Time-dependent water vapor permeation through multilayer barrier films: Empirical versus theoretical results

Abstract

Multilayer films that comprise alternating inorganic barrier and polymer layers deposited on a flexible substrate are often used to protect organic electronic devices from degradation caused by oxygen and water vapor. We tested films consisting of up to 11 inorganic silicon oxide barrier and polymer layers to characterize the water vapor permeability, solubility and diffusivity of each layer based on measurements of water sorption, transient water vapor permeation and lag times.
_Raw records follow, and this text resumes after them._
PR #813, opened 2015-03-06
Hardening/117 get ngsi10 context entity types attribute

kzangeli:
One more convop that uses std-op:
GET /v1/contextEntityTypes/{entity::type}/attributes/{attribute::name}


fgalan:
LGTM

PR #815, opened 2015-03-09
GET /v1/contextEntities/type/{entity::type}/id/{entity::id} 

kzangeli:
One more convop converted to using std-op

### DIFF
--- a/src/lib/common/statistics.cpp
+++ b/src/lib/common/statistics.cpp
@@ -104,6 +104,7 @@ int noOfRtUnsubscribeContextAvailabilityResponse         = -1;
 int noOfRtUnsubscribeContextResponse                     = -1;
 int noOfRtSubscribeResponse                              = -1;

The time-dependency of transient water vapor transmission rates (WVTR) of the structures containing a barrier-polymer-barrier sequence was also estimated using a so-called quasi-steady-state (QSS) approximation. The permeability values and lag times in multilayer structures predicted by QSS approximation agreed with the values determined empirically based on time-dependent WVTR measurements. The steady-state WVTR of the multilayer barrier films was dominated by the permeability of the inorganic barrier layers, whereas the solubility coefficient and thickness of the interleaved polymer layers determined the lag times. The barrier performance and lag time of multilayer structures can be predicted using the parameters obtained from sorption measurements, thus significantly reducing the time required for experiments. The results of this study will allow us to design multilayer barrier films according to the lifetime requirements of flexible organic electronic devices.